Gustav Rau wird in Erinnerung bleiben

Kurz vor seinem 80. Geburtstag starb Dr. Dr. Gustav Rau am 3. Januar 2002 in der Nähe seiner Heimatstadt Stuttgart. „Er war um meine Gesundheit besorgt, sowie um die von mehreren Tausenden Kindern, was wir mit unseren eigenen Augen gesehen haben. Dabei war er unermüdlich, und hat sich nie beklagt. Er trug sogar Säcke mit 20 kg Pulvermilch auf den Schultern, um die Kinder unseres Volkes zu ernähren“, erinnert sich der ehemalige Verwalter in Ciriri, Dieudonné Cirhigiri Zirirana, in seinem Beileidschreiben. „Ich habe gesehen, wie er zu Fuß unter dem Regen unsere Hügel durchquerte, um eine Besprechung nicht zu versäumen. Ich habe gesehen, wie er trotz gebrochenen Fußes in das Flugzeug nach Kinshasa stieg, um dort eine äußerst wichtige Sache zu verteidigen. Ich habe ihn weinen sehen vor dem Schmerz und der Armut einer Mutter, die zu einer Untersuchung zu ihm kam.
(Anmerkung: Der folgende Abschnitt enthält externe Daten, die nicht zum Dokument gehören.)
PR #111, opened 2018-12-15
Wrap Glfw.Key

jchavarri:
I saw [this todo](https://github.com/bryphe/revery/blob/a6f795bcbc7ba741cc7df3b6f775c60f32e63a5c/examples/Autocomplete.re#L135) and thought about this proposal to alias the `Key` events from glfw from revery `Core`. Maybe `Key` should be moved to a different module like `Ui` 🤔 .

I explored an approach for the converter using `%identity` but it'd lose type safety, so finally went with the manual approach. I think the compiler should optimize the `convert` function, BuckleScript for example compiles a converter of this kind down [to the identity function](https://reasonml.github.io/en/try?rrjsx=true&ocaml=C4TwDgpgBMULwCgpQD5QPIDsJNVAKgO4D2ua+AFgE4Q6iRQCu8ZUAqpqwCISMAerfFWIBLAM4IANhFgBjYpgBuEKrGhwoAWwCGwWRSjRCI4AbRZoUALQA+dpjxFiyW1B79H1Wi7tDRYoA).

@bryphe Let me know what you think! 🙂


src/Core/Key.re
```diff
@@ -0,0 +1,249 @@
...
+  | KEY_LEFT_CONTROL
+  | KEY_LEFT_ALT
+  | KEY_LEFT_SUPER
+  | KEY_RIGHT_SHIFT
+  | KEY_RIGHT_CONTROL
+  | KEY_RIGHT_ALT
+  | KEY_RIGHT_SUPER
+  | KEY_MENU;
+
+let convert = glEvent =>
```
bryphe: WOW! Thank you so much for doing this.

src/Core/Key.re
```diff
@@ -0,0 +1,249 @@
+open Reglfw.Glfw.Key;
+
+type t =
```
bryphe: This looks great to me. Exactly where I saw us going with the API. Sets us up well to start supporting first-class input events that can be leveraged via the JSX / UI components 👍

Issue #120, opened 2018-12-19
Geometry: Implement 'triangle'


bryphe:
Today, we don't have a simple way to create a `Triangle` primitive to use in rendering the UI.

We should create a wrapper similiar to the `Quad` primitive: https://github.com/bryphe/revery/blob/master/src/Geometry/Quad.re

...but for creating Triangles. This is important for implementing border-styling in #119

Akin909:
I think this was done in #123 but the issue didn't close so closing cc @bryphe @OhadRau (in case I'm wrong)

PR #123, opened 2018-12-20
[WIP] Add border styles & triangle primitives

### LINKED ISSUE #119: UI Styles: Implement 'border' styling
To have a useful UI - we should have parity with what the browser supports for the `border` styles: <https://developer.mozilla.org/en-US/docs/Web/CSS/border>

We should decide on our API surface. Perhaps something like this?
- 2-pixel red border around entire element: `<view style={Style.make(~border=Border(Colors.red, 2), ())} />`  
- 1-pixel blue border on the left and right: `<view style={Style.make(~borderHorizontal=Border(Colors.blue, 1)} />`

For the initial implementation, only implementing the `solid` style seems reasonable. We can always add other styles down the road - supporting the `border-width` and `border-color` are important, though!

There are a few things we'll have to do to support this

__Part 1: Style properties__
- `Style.re` - Add the `border` properties to our style type: https://github.com/bryphe/revery/blob/711a90a0b19af2f39dd984cb1570a1231e745365/src/UI/Style.re#L25
- `Style.re` - Add the properties to our `make` function: https://github.com/bryphe/revery/blob/711a90a0b19af2f39dd984cb1570a1231e745365/src/UI/Style.re#L36
- `Style.re` - Add the sizes to our `toLayoutNode` function, so that layout handles it correctly: https://github.com/bryphe/revery/blob/711a90a0b19af2f39dd984cb1570a1231e745365/src/UI/Style.re#L103

__Part 2: Rendering quads__

For the core border rendering, we need to render a quad that spans the width (in the case of border-top/border-bottom) or the height (in the case of border-left or border-right), and positioned correctly in relationship to the node's layout.

This logic can live in `ViewNode`, and it's quite similiar to the logic we have today for drawing the background - the only difference really is the _color_ and _dimensions_ of the quad.

https://github.com/bryphe/revery/blob/711a90a0b19af2f39dd984cb1570a1231e745365/src/UI/ViewNode.re#L22

__Part 3: Rendering Junctions__

The trickiest piece of this work that will need to be handled with the rendering is where borders meet up. For example, if I have a top-border and a left-border, we need to render triangles potentially where these meet. This is dependent on us having a triangle primitive in #120 

For example, if I had a div like this: 
```
<div style="border-left: 10px solid red; border-top: 20px solid yellow; width: 100px; height:100px;">
```
It would look something like this:
image

Once we get Part 3 completed, though, we'll have a pretty usable `border` story 💯

OhadRau:
Will fix #119 & #120

image

### To-Do:
- [x] Fix child nodes to correctly respond to the translated world when using borders (https://github.com/jordwalke/flex/blob/master/src/lib/LayoutSupport.re#L453-L461) -- in case anyone else has a similar issue, make sure you're using `Encoding.cssUndefined` as the default value instead of `0.`
- [x] Optimize the math for triangle texture coordinates (at the very least remove the list/fold operations to find the max & unfold that to pattern matching)
- [x] Improve readability/reduce codesize for border rendering function
- [x] Make sure that it's okay to multiply to apply the translation
- [x] Disable junctions when there aren't borders being connected

### DIFF
--- a/examples/Border.re
+++ b/examples/Border.re
@@ -23,7 +23,31 @@ let init = app => {
       (),
     );
 
-  let render = () => <view style=defaultStyle></view>;
+  let innerStyle =
+    Style.make(
+      ~backgroundColor=Colors.yellow,
+      ~position=LayoutTypes.Relative,
+      ~left=0,
+      ~top=0,
+      ~width=30,
+      ~height=30,
+      ~border=Style.Border.make(~color=Colors.black, ~width=3, ()),
+      (),
+    );
+
+  let textStyle =
+    Style.make(
+      ~fontSize=20,
+      ~fontFamily="Roboto-Regular.ttf",
+      ~color=Colors.black,
+      (),
+    );
+
+  let render = () =>
+    <view style=defaultStyle>
+      <text style=textStyle> "WELCOME TO REVERY!" </text>
+      <view style=innerStyle> </view>
+    </view>;
 
   UI.start(w, render);
 };
--- a/examples/Border.re
+++ b/examples/Border.re
@@ -1,0 +1,31 @@
+open Revery;
+open Revery.UI;
+open Revery.Core;
+
+let init = app => {
+  let w =
+    App.createWindow(
+      app,
+      "border-example",
+    );
+
+  let defaultStyle =
+    Style.make(
+      ~backgroundColor=Colors.white,
+      ~position=LayoutTypes.Relative,
+      ~left=100,
+      ~top=100,
+      ~width=200,
+      ~height=200,
+      ~border=Style.Border.make(~width=15, ~color=Colors.red, ()),
+      ~borderHorizontal=Style.Border.make(~width=8, ~color=Colors.blue, ()),
+      ~borderLeft=Style.Border.make(~width=30, ~color=Colors.green, ()),
+      (),
+    );
+
+  let render = () => <view style=defaultStyle></view>;
+
+  UI.start(w, render);
+};
+
+App.start(init);
--- a/examples/Border.re
+++ b/examples/Border.re
@@ -19,6 +19,7 @@ let init = app => {
       ~height=200,
       ~border=Style.Border.make(~width=15, ~color=Colors.red, ()),
       ~borderHorizontal=Style.Border.make(~width=8, ~color=Colors.blue, ()),
+      ~borderTop=Style.Border.make(~width=15, ~color=Colors.red, ()),
       ~borderLeft=Style.Border.make(~width=30, ~color=Colors.green, ()),
       (),
     );
@@ -45,8 +46,8 @@ let init = app => {
 
   let render = () =>
     <view style=defaultStyle>
-      <text style=textStyle> "WELCOME TO REVERY!" </text>
       <view style=innerStyle> </view>
+      <text style=textStyle> "WELCOME TO REVERY!" </text>
     </view>;
 
   UI.start(w, render);
--- a/examples/Border.re
+++ b/examples/Border.re
@@ -31,7 +31,7 @@ let init = app => {
       ~top=0,
       ~width=30,
       ~height=30,
-      ~border=Style.Border.make(~color=Colors.black, ~width=3, ()),
+      ~borderHorizontal=Style.Border.make(~color=Colors.black, ~width=3, ()),
       (),
     );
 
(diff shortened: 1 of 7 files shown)


bryphe:
Wow, awesome progress @OhadRau ! 💯

examples/Border.re
```diff
@@ -0,0 +1,56 @@
...
+      ~fontSize=20,
+      ~fontFamily="Roboto-Regular.ttf",
+      ~color=Colors.black,
+      (),
+    );
+
+  let render = () =>
+    <view style=defaultStyle>
+      <view style=innerStyle> </view>
+      <text style=textStyle> "WELCOME TO REVERY!" </text>
```
bryphe: Interesting - based on this I'd expect the text to be inside the borders

src/Geometry/Triangle.re
```diff
@@ -0,0 +1,36 @@
+open Revery_Shaders.Shader;
+
+let create = (x1, y1, x2, y2, x3, y3) => {
```
bryphe: Nice! We have a `Triangle` primitive now 🎉

src/Geometry/Triangle.re
```diff
@@ -0,0 +1,36 @@
...
+  let positions = [|x1, y1, x2, y2, x3, y3|];
+
+  let ranges = [abs_float(x1 -. x2), abs_float(x1 -. x3),
```
bryphe: I see what you mean here - I suppose one option would be to explicitly pass the texture coordinates in `create`

src/UI/ViewNode.re
```diff
@@ -9,6 +9,164 @@ module LayoutTypes = Layout.LayoutTypes;
...
+      (float(axis.width), axis.color);
+    } else if (border.width !== Layout.Encoding.cssUndefined) {
+      (float(border.width), border.color);
+    } else {
+      (0., Colors.black);
+    };
+  };
+
+  open Style;
+  let (topBorderWidth, topBorderColor) =
```
bryphe: Wow, nice work handling all these cases 💯 I like that the example in your screenshot had different colors for each side so we could see this logic exercised

examples/Border.re
OhadRau: Yep, I went back and fixed that. I was setting the width to 0 by default instead of Encoding.cssUndefined as that was causing the issue.

src/Geometry/Triangle.re
OhadRau: I'm sure there's some simple math I'm just forgetting about. I saw a lot of info pointing towards barycentric coordinates but I'm not sure that's the right solution here.

examples/Border.re
bryphe: Ah, ok, cool! I realized I missed your question on the issue too, just responded there.

OhadRau:
Apart from cleaning up the border drawing function, I think I've got all the features/edge cases accounted for here. Let me know if there's anything else I should take a look at or add to this PR.

bryphe:
@OhadRau - looks great to me! I'm ready to bring this in whenever you are. Thanks again for your work on this!

I tested out transparent borders, got some fun results with that:
image

OhadRau:
> @OhadRau - looks great to me! I'm ready to bring this in whenever you are. Thanks again for your work on this!

Awesome! As far as I can tell everything is ready unless you think we should add borders to images/text nodes as well.

> I tested out transparent borders, got some fun results with that

Huh, didn't really think about that case... I just checked to see what browsers do for that with this [JSFiddle](https://jsfiddle.net/9cpknb47/) and it looks like it's pretty much the same behavior, but it might make more sense to check if both edges are going to be rendered before inserting the corner piece. Don't think that should be a difficult fix if that's the behavior we want to go for.

@bryphe

bryphe:
> Huh, didn't really think about that case... I just checked to see what browsers do for that with this JSFiddle and it looks like it's pretty much the same behavior, but it might make more sense to check if both edges are going to be rendered before inserting the corner piece. Don't think that should be a difficult fix if that's the behavior we want to go for.

Actually this is the 'right' behavior from my perspective - it lets you do this CSS trick: https://css-tricks.com/snippets/css/css-triangle 😄 Sorry it wasn't clear from my comment.

So the way we have it is perfect - I take advantage of this behavior sometimes - so I'm glad it works the way it does.

OhadRau:
Ah interesting, had no idea about that. Only other behavior that might be weird is that borders inherit the opacity style, but again looks like that's what's done in CSS as well. Assuming that's correct, I guess this PR is good to go.

bryphe:
> Assuming that's correct, I guess this PR is good to go.

Perfect - awesome contribution to the project, @OhadRau ! Thank you!

PR #24, opened 2019-07-02
Fix secret key name references in StatefulSet

annismckenzie:
This PR fixes the secret key name references for the PostgreSQL password as well as the autowizard JSON. One instance of the secret key reference was already using the correct name (see line 87 in the `statefulset.yaml` which I didn't touch).


annismckenzie:
Sorry about that – new to this whole Helm chart thing. It's been done, I hope just raising the patch level is sufficient?

PR #25, opened 2019-07-02
Add ability to use volume claim templates in Zammad StatefulSet

annismckenzie:
This allows one to use the StatefulSet's capability of specifying volume claim templates. This is a must for HA so that each pod gets its own storage. Right now, increasing the replica count in the StatefulSet results in unschedulable pods because the default claim uses `accessModes: ["ReadWriteOnce"]` so only the first pod can mount it successfully.

I know that this isn't the end of the story for HA. We might also need to test and document how this would actually work. I just wanted to get this in so it at least successfully schedules multiple replicas.

#### Checklist
- [x] Chart Version bumped

### DIFF
--- a/zammad/Chart.yaml
+++ b/zammad/Chart.yaml
@@ -1,6 +1,6 @@
 apiVersion: v1
 name: zammad
-version: 1.1.2
+version: 1.1.3
 appVersion: 3.0.0
 description: Zammad is a web based open source helpdesk/customer support system with many features to manage customer communication via several channels like telephone, facebook, twitter, chat and e-mails.
 home: https://zammad.org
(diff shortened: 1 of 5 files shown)


monotek:
Zammad is not able to run with more than 1 replica as it would depend on shared storage.

Every pod would need to be able to read and write to the same volume so a persistent volume with access mode "ReadWriteMany" would be needed.

See also: https://github.com/zammad/zammad/issues/1601

So at the moment its imho pretty much useless to have multiple "ReadWriteOnce" volumes as every instance of Zammad would save a different state there leading to unpredictable behaviour.

annismckenzie:
Right, I'm a dummy – closing.

monotek:
Thanks for the pr anyway :-)

monotek:
fyi.... i've implemented volume claim templates now in: https://github.com/zammad/zammad-helm/commit/45256a96e2461c61c02b49f348ba26bf780e5fc5

PR #37, opened 2020-02-24
Properly render the storageClassName

pcfens:
Since `Values.persistence.storageClass` are wrapped in a `with` statement the scope changes, so setting `persistence.storageClass` causes an error when rendering the chart. Setting the value to `.` fixes that issue to match the new scope.


pcfens:
It appears that tests failed because I didn't bump the version number. If that needs to happen for testing I'm happy to, but it feels odd to assume that the version number will be bumped just because of this PR.

PR #55, opened 2020-09-11
Support providing imagePullSecrets for private registries

pcfens:

Support user provided imagePullSecrets, for when a custom image needs to be pulled from a private registry.

The standard convention seems to be that the `name:` component is included when someone provides a value, so I've done the same here rather than rendering it automatically.

#### Checklist
- [X] Chart Version bumped
- [X] Variables are documented in the README.md

### DIFF
--- a/.github/ct.yaml
+++ b/.github/ct.yaml
@@ -3,5 +3,5 @@ helm-extra-args: --timeout 1200s
 check-version-increment: true
 debug: true
 chart-repos:
-  - bitnami=https://charts.bitnami.com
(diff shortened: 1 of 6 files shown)


monotek (changes requested):
Please raise version to 2.3.0 as a new feature is added.

pcfens:
The failures don't seem directly related to the changes I've proposed - if I'm reading that incorrectly please let me know so I can get thing fixed.

monotek:
Yes, i've already restartet ci several times.
Need to have a deeper look later.

PR #58, opened 2020-09-16
remove hard-coded replica count and define antiAffinity for it

mskarbe:
The replica count of `zammad-*` pods was hardcoded to 1. The parameter `replicas` permits to set it without the need of patching the stateful set manually. 
Then, as well, it seemed to make sense to me to define default antiAffinity for it, so the pods would not be scheduled onto the same node.

  - fixes #

#### Checklist
- [ ] Chart Version bumped
- [ ] Variables are documented in the README.md

### DIFF
--- a/zammad/Chart.yaml
+++ b/zammad/Chart.yaml
@@ -1,6 +1,6 @@
 apiVersion: v1
 name: zammad
-version: 2.4.0
+version: 2.4.1
 appVersion: 3.4.0
 description: Zammad is a web based open source helpdesk/customer support system with many features to manage customer communication via several channels like telephone, facebook, twitter, chat and e-mails.
 home: https://zammad.org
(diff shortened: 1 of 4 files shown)


monotek:
How do you sync the files of the statefullset from one replica to the other?

mskarbe:
@monotek, thank you for your response!
Can you please give me some insights about what kind of files you are referring to? I was not aware that there was any particular sync required, the understanding that I was provided with was that those were ElasticSearch data pods, that could be scaled without additional steps.
So do I suppose now correctly that it is deliberately allowed to have only one replica of this sts? Can I ask why?

monotek:
Using several replicas of the containers would need them to have access to the same data but some data is stored in the filesystem, which is not shared between the containers.

This might give some more insight: https://github.com/zammad/zammad/issues/1601

mskarbe:
@monotek, now it is clear! 
Thank you very much for explaining and sorry for unfitting PR. :)

monotek:
It could work, if you use read write many storage calss, but as this is not so common we decided to better remove the option.

Maybe it makes sense to add it and add a warning, that you need special storage class to use it.

PR #61, opened 2020-09-25
Update railsserver container to use the correct helm variable

cabillman:

Use the same helm variable as described in values.yaml and other containers in the pod for the railsserver. We wanted to increase the concurrency and used the extraEnv but the setting was ignored.

#### Checklist
- [ ] Chart Version bumped
- [ ] Variables are documented in the README.md


monotek (changes requested):
Please raise chart version

monotek (approved):

PR #62, opened 2020-09-29
Enable scaling above 1 replica

pcfens:
In some cases there may be a desire to scale Zammad to more than one replica.

If more than one replica is configured sticky sessions should also be enabled. It's hard to test for this since different ingress controllers and load balancers handle sticky sessions in different ways, so I've documented that there are no warnings (hopefully folks read this portion)

Some ingress controllers require an annotation on the service itself (e.g. Traefik 2+), so I've added support for setting that too.

#### Checklist
- [X] Chart Version bumped
- [X] Variables are documented in the README.md

### DIFF
--- a/zammad/Chart.yaml
+++ b/zammad/Chart.yaml
@@ -1,6 +1,6 @@
 apiVersion: v1
 name: zammad
-version: 2.6.1
+version: 2.7.0
 appVersion: 3.5.0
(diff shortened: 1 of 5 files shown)


monotek:
Duplicate of: https://github.com/zammad/zammad-helm/pull/58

Ich habe ihn … erlebt, stets mit vollem Einsatz, ohne dass er je eine Schwäche gezeigt hätte, nur um seine Hilfe anzubieten.“

Das Vermächtnis

Nach seinem Tod wurde versucht UNICEF das Erbe streitig zu machen. Im August 2008 wies das zuständige Landgericht Konstanz alle Beschwerden zurück. Insgesamt gingen 789 Gemälde, Skulpturen und kunsthandwerkliche Objekte in den Besitz der deutschen UNICEF-Stiftung über. UNICEF Deutschland verfährt damit so, wie Dr. Rau es bestimmt hat: Rund 250 ausgewählte Werke wurden dem Arp Museum Bahnhof Rolandseck Rolandseck in Remagen bis 2026 als Dauerleihgaben zur Verfügung gestellt. Dort wird der Kernbestand der Sammlung unter immer wieder neuen Aspekten in Wechselausstellungen einem breiten Publikum nahe gebracht. Die übrigen Werke werden unter Hinzuziehung von Kunstexperten nach und nach verkauft. Die Erlöse fließen in die UNICEF Stiftung – für die Kinder der Welt.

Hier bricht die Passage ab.